136 S.Ct. 2292, 195 L.Ed.2d 665, 84 U.S.L.W. 4534, 26 Fla.L.Weekly Fed. S 360

WHOLE WOMAN'S HEALTH, ET AL., PETITIONERS

v.

JOHN HELLERSTEDT, COMMISSIONER, TEXAS DEPARTMENT OF STATE HEALTH SERVICES, ET AL

No. 15-274

United States Supreme Court

June 27, 2016

[136 S.Ct. 2295] Argued March 2, 2016.

As Revised June 27, 2016.

DECISION BELOW: 790 F.3d 563

LOWER COURT CASE NUMBER: 14-50928

ON WRIT OF CERTIORARI TO THE UNITED STATES COURT OF APPEALS FOR THE FIFTH CIRCUIT

Reversed and remanded.

SYLLABUS

[136 S.Ct. 2296] [195 L.Ed.2d 670] A " State has a legitimate interest in seeing to it that abortion . . . is performed under circumstances that insure maximum safety for the patient." Roe v. Wade, 410 U.S. 113, 150, 93 S.Ct. 705, 35 L.Ed.2d 147. But " a statute which, while furthering [a] valid state interest, has the effect of placing a substantial obstacle in the path of a woman's choice cannot be considered a permissible means of serving its legitimate ends," Planned Parenthood of Southeastern Pa. v. Casey, 505 U.S. 833, 877, 112 S.Ct. 2791, 120 L.Ed.2d 674 (plurality opinion), and " [u]nnecessary health regulations that have the purpose or effect of presenting a substantial obstacle to a woman seeking an abortion impose an undue burden on the right," id., at 878, 112 S.Ct. 2791, 120 L.Ed.2d 674.

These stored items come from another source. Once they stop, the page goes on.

PR #7589, opened 2020-12-17
Refactor feature combining layers in DIET and TED

samsucik:
**Proposed changes**:
- Move feature-processing logic used by TED, DIET and ResponseSelector into separate layer components (`rasa_layers`) as part of e2e leftovers (#6670); closes #7187. These layers, unlike those in `layers.py`, are meant to be used only with Rasa models (hence they also consume and utilise model configs). They fit between the model-specific code like `ted_policy.py` or `models.py` and the model-agnostic code like in `layers.py`. The newly introduced layers form a pipeline that goes like this (from bottom to top level):
  - `ConcatenateSparseDenseFeatures` combines multiple sparse and dense feature tensors into one.
  - `RasaFeatureCombiningLayer` additionally combines sequence-level and sentence-level features.
  - `RasaSequenceLayer` (only used for attributes with sequence-level features) additionally embeds the combined features with fully connected layers and a transformer, and facilitates masked language modeling.
- Add unit tests for the new layers, see [this comment](https://github.com/RasaHQ/rasa/pull/7589#issuecomment-801031998) for an overview.
- Fix a small bug in the masked language modelling implementation (which perhaps wasn't causing any serious degradation in model performance).

**To-do:**
- with ideas/help from engineering:
  - [x] improve naming re `_prepare_sequence_sentence_concat` (see [this comment](https://github.com/RasaHQ/rasa/pull/7589#discussion_r574446359) for context)
  - [x] get the new unit tests (testing the ML layer classes) to a state where we agree that they're good examples worth following
  - [x] agree on using constant names vs their values in docstrings (see [this Slack message](https://rasa-hq.slack.com/archives/C36SS4N8M/p1616171044244700?thread_ts=1614265007.143600&cid=C36SS4N8M)). Decision: either is acceptable, staying with constants' values.
- [x] add type annotations to added unit tests
- [ ] ~update `MINIMUM_COMPATIBLE_VERSION` (due to model-breaking changes)~ moved to #8498 

**Status (please check what you already did)**:
- [x] added some tests for the functionality
- [ ] ~updated the documentation~
- [x] updated the changelog (please check [changelog](https://github.com/RasaHQ/rasa/tree/master/changelog) for instructions)
- [x] reformat files using `black` (please check [Readme](https://github.com/RasaHQ/rasa#code-style) for instructions)

PR #8254, opened 2021-03-19
Fix test_server.py:test_pushing_event occasionally failing

samsucik:
**Proposed changes**:
The test case sometimes failed due to the code executing faster than expected, see [this failure](https://github.com/RasaHQ/rasa/pull/7589/checks?check_run_id=2138461367#step:12:105) for instance. I fixed this.


wochinge (approved):
Thank you 🙌🏻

In 2013, the Texas Legislature enacted House Bill 2 (H. B. 2), which contains the two provisions challenged here. The " admitting-privileges requirement" provides that a " physician performing or inducing an abortion . . . must, on the date [of service], have active admitting privileges at a hospital . . . located not further than 30 miles from the" abortion facility. The " surgical-center requirement" requires an " abortion facility" [195 L.Ed.2d 671] to meet the " minimum standards . . . for ambulatory surgical centers" under Texas law. Before the law took effect, a group of Texas abortion providers filed the Abbott case, in which they lost a facial challenge to the constitutionality of the admitting-privileges provision. After the law went into effect, petitioners, another group of abortion providers (including some Abbott plaintiffs), filed this suit, claiming that both the admitting-privileges and the surgical-center provisions violated the Fourteenth Amendment, as interpreted in Casey. They sought injunctions preventing enforcement of the admitting-privileges provision as applied to physicians at one abortion facility in McAllen and one in El Paso and prohibiting enforcement of the surgical-center provision throughout Texas.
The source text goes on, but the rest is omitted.